The evaluation gives little credit to the actual content. On many occasions, these essays make blatantly wrong (and often repeated) claims, abuse (widely used) terminology, or suffer from other problems that make a programming language researcher cringe. Your memos usually barely suffered from such mistakes. In addition, I did not disagree with any of the choices nor the arguments in support of the choices. This last bullet is reserved for mistaken ideas that a decent undergraduate education and curiosity-based reading would have avoided.
Below is a sample memo that is based on my personal experience as a PhD student.
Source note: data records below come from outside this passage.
PR #6204, opened 2017-02-05
(#6203) - fix conflict error

### LINKED ISSUE #6203: PouchDB throws conflict error for delete-then-update-then-undelete
This actually caused a race condition in the mapreduce tests for pouchdb-server. Took me a long time to track it down. I have a test case and a fix.

nolanlawson:
Fixes #6203.

### DIFF
--- a/packages/node_modules/pouchdb-adapter-utils/src/updateDoc.js
+++ b/packages/node_modules/pouchdb-adapter-utils/src/updateDoc.js
@@ -32,7 +32,8 @@ function updateDoc(revLimit, prev, docInfo, results,
 
   var merged = merge(prev.rev_tree, docInfo.metadata.rev_tree[0], revLimit);
 
-  var inConflict = newEdits && (((previouslyDeleted && deleted) ||
+  var inConflict = newEdits && ((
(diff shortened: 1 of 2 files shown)


packages/node_modules/pouchdb-adapter-utils/src/updateDoc.js
```diff
@@ -32,7 +32,8 @@ function updateDoc(revLimit, prev, docInfo, results,
 
   var merged = merge(prev.rev_tree, docInfo.metadata.rev_tree[0], revLimit);
 
-  var inConflict = newEdits && (((previouslyDeleted && deleted) ||
+  var inConflict = newEdits && ((
+    (previouslyDeleted && deleted && merged.conflicts !== 'new_leaf') ||
     (!previouslyDeleted && merged.conflicts !== 'new_leaf') ||
     (previouslyDeleted && !deleted && merged.conflicts === 'new_branch')));
```
nolanlawson: This logic is starting to get really hairy, and I'm not sure it covers all cases. But on the bright side, it covers everything in our unit tests.

PR #6206, opened 2017-02-06
make couchdb server pass

garrensmith:


nolanlawson:
Awesome, thank you! Let's see what Travis says...

Also if this works we will need to update the coverage tests to use CouchDB master as well. Unfortunately I believe it may fail the full test suite due to the temp-views API not working so we may still have to go with pouchdb-server for those tests.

It took me four months to understand the basics of this paper, and then I spent nearly ten years working out solutions to the implied problems that the paper poses. (There are a few left.)
Call-by-name, Call-by-value, and the Lambda Calculus
Gordon Plotkin’s paper  studies the relationship between programming languages and Church’s lambda calculus. It specifically addresses the scientific debate of how the call-by-value parameter-passing mechanism in most programming languages relates to the beta rule of the calculus. Concretely, the paper presents two variants of Landin’s abstract SECD machine for evaluating lambda terms—
one for evaluating according to call-by-name and one for call-by-value— and a variant of the lambda calculus for each of them. It then proves one set of theorems for each machine-calculus pairing: a Church-Rosser theorem, a Curry-Feys Standardization theorem, a theorem relating the standard reduction relation and the respective SECD, and a soundness theorem for the equational calculation system with respect to the observational equivalence relation generated by the SECD evaluator. The paper concludes with a section that relates the two calculation systems to each other via Fisher’s continuation-passing style transformation.
At this point, we fail to understand three aspects of these results. First, it remains unclear how the calculations in the by-name and by-value calculus differ for sample programs. Second, we are wondering how the equational calculation system relate to the standard reduction relation. Third, we wish to study Plotkin’s proof that the evaluation function based on the standard reduction function is the same as the one defined by Landin’s SECD abstract machine.
For the first two questions, we intend to build a call-by-name and a call-by-value calculus, respectively, with Redex. Then we will create a series of increasingly complex sample programs and study their reduction graphs, i.e., the graphs generated by the general reduction relation of the calculus. We expect that we can develop a strategy for identifying the standard reduction path(s) in these graphs. Finally, for the third question, we intend to break up Plotkin’s proof into smaller pieces, focusing on one abstract register from the SECD machine at a time. By transforming the machine one step at a time, the proof should become self-explanatory. We will initially focus on the proof for the call-by-value system; it should become obvious how to port this method to the call-by-name system.
1. Gordon Plotkin. Call-by-name, Call-by-value, and the Lambda Calculus. TCS 1974.
2. Michael Fisher. Lambda-Calculus Schema. Proceedings of ACM Conference on Proving Assertions, 1972.
Compare this memo with the proposed structure on the Project page.